How Can You Help Your Gifted Pre-schooler

This was an article that I found a few months ago that helped me define what I was dealing with at home. The parts in bold are mine, link to complete article below for anyone interested (not pulling hair out since the rest of you seemed pretty comfortable where you are, lucky you!). I’ll be checking out for a while. Need a mental break from all my worries.

http://www.helendowland.fasthit.net/Helping%20gifted%20preschoolers.htm

How Can You Help Your Gifted Pre-schooler?

This is one of the most common questions I’m asked by parents, and it’s an excellent one because there are very important things you can do during the toddler years, which will help your preschooler greatly.

The pre-school period is quite critical in a gifted child’s life. It’s the period when all children are learning insatiably about the world around them, including laying down the basis for their own future personality including their self-knowledge, self-confidence and self-esteem. This basis is like the foundation for a house; your child’s whole future personality and functioning in life will be based on it, and if it was damaged while being laid down it’s very difficult to repair later.

What does a child need during this period? It can be helpful to read Steve Biddulph’s books "The Secret of Happy Children", and "More Secrets of Happy Children", to get a feel for what’s going on during childhood. Although his books aren’t directly about gifted children, they can help us to understand the process which is going on as children develop. This is a constant process of observation of all aspects of the world around them, involving experimentation and interaction with it, followed by gradual development of "understanding" of that world, based on the feedback and messages the child gets. This especially includes all social interactions and experiences.

The Importance of the toddler years

Why is this period particularly important in the case of gifted children?
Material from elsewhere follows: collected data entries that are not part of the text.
PR #506, opened 2020-02-18
Fixes #29023 - Add title to tasks page

xprazak2:


adamruzicka:
While you're at it, could you also fix it for task details?

Also when you look at a task's subtasks, the title still says just "Tasks", maybe something like "Subtasks of #{task.label}" would be nicer, but I won't block this PR on this.

xprazak2:
Updated.

adamruzicka:
Thank you @xprazak2 and @MariaAga !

The most important single thing that every gifted child needs is a firm and confident self-concept of his or her self as a gifted child, and a realistic understanding of what he or she can achieve and aspire to. The process of laying down this self-concept begins in babyhood, and continues very strongly during toddlerhood. It then needs to be supported strongly through the school years, but if it’s not established strongly during the toddler years, it’s much harder to repair that later.

Gifted toddlers observe a wider sample of what’s going on around them, in more detail, and because of their intelligence, can extend and extrapolate, understanding more implications and ramifications of what they observe – in other words, the feedback they get from life all has more impact on them. Also, unless strong specific action is taken to prevent it, the socialisation they experience from other children and adults during this critical time, the toddler years, won’t usually be socialisation with children who are their intellectual peers, or adults who are used to interacting with gifted children. So the social feedback they get is mostly not likely to be appropriate for them, and quietly, often without anyone noticing anything, they can begin the processes which are seen in older children in the school years – underachieving in order to fit in socially, being confused that they don’t seem to fit in, and becoming either anxious or aggressive about that, depending on their personality – and deep inside, being very confused about who they are and where they do or don’t fit into the world.